I still remember the
first month of my first salary in 1980.
"Honey, take
this," I gift the envelop to my wife upon receiving my first pay salary..
"What is inside
Bang" my wife asked with surprise.
"This money is
for your expenses"
The wife opened the
envelope and saw the money RM100 she bit sighted.
"Thank you
Bang, too much for me"
"Not that much
honey". I just to convinces her.
"How much your
monthly pay Bang." Wife asked for more info.
"A thousand, a
reduction of the honey RM100 and RM100 for Wan and Che" I told my wife
about my wish.
Since that date
every month I'd promised to bleak for father and mother, I call Wan and Che,
and my wife. So I have put my commitment to ensure maintenance to my
wife and family starting the year 1980.
In line with the
passage of time and expending of my family by providence of God to us. In 1997
my monthly income has increase to 4 digit a month. I still set a value of 10% for my wife and 10% for mom and dad. By put a
side of every month salary I manage to fulfill my duty and responsibility to my
wife, family and parent without fail.
Every month I will
give the mandate to my wife to kept save
all the family maintenance money
of our family. If necessary I will back sum of money from time to time if need
to spent. My rationale for conducting this method because it can expose and
educate my wife an important
responsibility in keeping the family finances (finance minister's to the
family).
This trust is
deliberately gave my wife as an inducement to her. To motivate the feeling of
responsibility to the family and also to be able experiencing how the responsibility of
maintaining the financial welfare of the family as a tuff job. Such situations bring awareness to the need
for thrifty wife in the shop and have to spend within their means husband.
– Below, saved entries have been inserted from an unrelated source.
PR #1290, opened 2023-07-06
fix: Prevent recovery button from wrapping to next line in dropdown footers

avinashbot:
### Description

The status indicator is a display-block component, for wrapping reasons. This also means we can't place any inline text next to it without it breaking to the next line if it takes up multiple lines. We can't switch the default to inline because it breaks wrapping in many circumstances (e.g. key-value pairs), so I'm adding this as an internal property for now.

Related links, issue #, if available: AWSUI-21388

### How has this been tested?

Permutation tests. With `wrapText={false}`, it will overflow past the page (which is, I guess, expected), so I added a wrapper div that hides overflow past the page.

<details>

#### Correctness

#### Security

#### Testing

</details>

---

### DIFF
--- a/pages/multiselect/screenshot.page.tsx
+++ b/pages/multiselect/screenshot.page.tsx
@@ -27,6 +27,7 @@ const options: MultiselectProps.Options = [
 export default function () {
   const [selected, setSelected] = useState<MultiselectProps.Options>(options.slice(0, 3));
   const [virtualScroll, setVirtualScroll] = useState<boolean>(false);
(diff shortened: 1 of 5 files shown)


johannes-weber (changes requested):
I've verified the changes locally, works as expected.

I recommend adding another example to the multiselect async page, which reproduces the issue described in the ticket and allows to do a visual regression test against this behaviour.

johannes-weber (approved):
LGTM!
_Feel free to assign review about the updated screenshot test directly to me._

PR #1305, opened 2023-07-10
chore: Make sticky scrollbar visible on top of sticky columns

rubencarvalho:
### Description

Tables with sticky columns will have the columns overlap the scrollbar:

Screenshot 2023-07-24 at 09 51 03

This is due to the `z-index` of the sticky columns being higher than that of the sticky scrollbar. This issue affects both Classic and VR.

As a fix, we increased the z-index of the scrollbar to be higher than that of the sticky columns. However, this introduced a bug: the scrollbar now intercepts clicks when users try to interact with elements (e.g.: checkboxes, radio buttons, links):

Screenshot 2023-07-24 at 10 20 34 copy

(It is important to note this only happens on Mac OS when the option to “Show scroll bars” is set to “When scrolling” - this is the OS default)

With this PR, we will allocate space for the scrollbar on the potential problematic tables (all Classic tables and the `full-page` variant of the VR table, when sticky columns are enabled and the table is scrollable):

Screenshot 2023-08-02 at 17 35 36 copy

Related links:
Problem statement: Quip `Ib8BAcSFMapr`
Solutions proposal: Quip `jb9CADaASMbV`

### How has this been tested?

Covered by existing screenshot tests. Run on my v3-rucarva pipeline.

<details>

#### Correctness

#### Security

#### Testing

</details>

---


src/table/sticky-scrollbar/styles.scss
```diff
@@ -23,4 +25,28 @@
     // For example it is set as "show when scrolling"
     margin-top: -15px;
   }
+
+  &-offset {
+    // Needed for when sticky columns are enabled.
+    // We offset the scrollbar lower for it not to overlap interactive elements
+    // such as checkboxes or links
+    z-index: 800; // Higher than sticky columns
```
jperals, line 33: What happens if it is not higher but the same than sticky columns?

rubencarvalho: Same problem.

- When no `z-index` was applied (default state without sticky columns enabled), even though the scrollbar is visually on top, it doesn't necessarily intercept click events because it isn't explicitly above the columns in the stacking context. It's in a separate stacking context due to its `position: sticky` property. The columns, being `position: static` (default value) and in a different stacking context, receive the clicks as normal.

- When a `z-index` is applied to both - even if the same value, they are in the same stacking context. The order of elements in the DOM now determines which one is on top. The scrollbar is later in the DOM, so it will be on top and start intercepting the clicks.

jperals: Thanks for the explanation! So if both have the same `z-index` but `position: sticky` was applied not to the main sticky scrollbar wrapper but to _a child_ of it (and perhaps only this child have non-zero height), so that the scrollbar is again in a different stacking context, would that help?

rubencarvalho: Unfortunately, that also doesn't work with our current sticky scrollbar implementation...

taheramr (approved):

PR #1309, opened 2023-07-11
fix: Fix enteredTextLabel message not being provided in property filter

avinashbot:
### Description

`enteredTextLabel` is provided by autosuggest strings, which when they receive `undefined`, should use the built-in ones. Unfortunately, when property filter receives `undefined`, it provides a fallback value to autosuggest, which breaks this assumption.

Also I noticed a bunch of the buttons submit forms, so I fixed that as well while I was here.

### How has this been tested?

The property filter, having been one of the beta components, lacked the GA component test suite. Added i18n tests to the component.

<details>

#### Correctness

#### Security

#### Testing

</details>

---

### DIFF
--- a/src/property-filter/index.tsx
+++ b/src/property-filter/index.tsx
@@ -304,7 +304,7 @@ const PropertyFilter = React.forwardRef(
           <PropertyFilterAutosuggest
             ref={inputRef}
             virtualScroll={virtualScroll}
-            enteredTextLabel={i18nStrings.enteredTextLabel ?? (value => value)}
+            enteredTextLabel={i18nStrings.enteredTextLabel}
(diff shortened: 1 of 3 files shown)


src/property-filter/index.tsx
```diff
@@ -304,7 +304,7 @@ const PropertyFilter = React.forwardRef(
           <PropertyFilterAutosuggest
             ref={inputRef}
             virtualScroll={virtualScroll}
-            enteredTextLabel={i18nStrings.enteredTextLabel ?? (value => value)}
+            enteredTextLabel={i18nStrings.enteredTextLabel}
```
avinashbot, line 307: Here's the primary change, by the way

abdhalees (approved):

This method has also been able to convince my wife that I
am a husband is the one who is so confident and love to her. Whose spending so
much money each month to wife and her has to take care for safety and spending
wisely.. After all I have done in such a way as to appear in the first month I
gave a mandate to the wife, she was well enough to trust in the saving account
of family expenses.
Besides, I did a
tactical way is to establish a friendly
relationship between my wife and my
mother and my father. In each
month the money will be given to cover the expenses of both my parents. I trust
my wife to deliver the money each month. This way there will be love between wife and both my
mother and father. Because in the eyes of my parents it will form a positive
impression of the law is a very merciful and take care of their parents. This
tactic makes kekeluagraan relationship between my wife and my parents are always
in very good condition to this day.
Occasionally when a
little more money, I will inform my wife will give some money to his parents,
and myself will be pleased to lend money to my in-laws. This action was done by
me is to give confidence to the son-in-law that this is a good-hearted and
generous when the financial surplus will be given to both of them. This
practice has created a bond of friendship, family on both sides of husband and
wife can be maintained in peace and always friendly and cheerful every time.
Tips:
1.
The granting
alimony to the wife is the husband's responsibility as laid down by Islam. The
husband must provide for physical and spiritual well and according to ability
husband. The husband should be responsible for ensuring that financial income
every month it can at least meet the basic needs like settle all family needs.
2.
Giving the
responsibility of the wife to save and manage money spending each month is a
good practice. This will produce a correlation between husband and wife. Understanding the
care of the household will bring happiness and his wife and family.
3.
Giving money to
parents of husband and wife need to get mutual understanding. For boys it is
the responsibility to help parents if they can not afford. Wives must
understand this responsibility is the ordinance of God. For a woman who has a
husband awareness about their responsibility to
parents, presenting my actions to help my parent and father in law
is a smart move to create an intimate
relationship between the law and my family.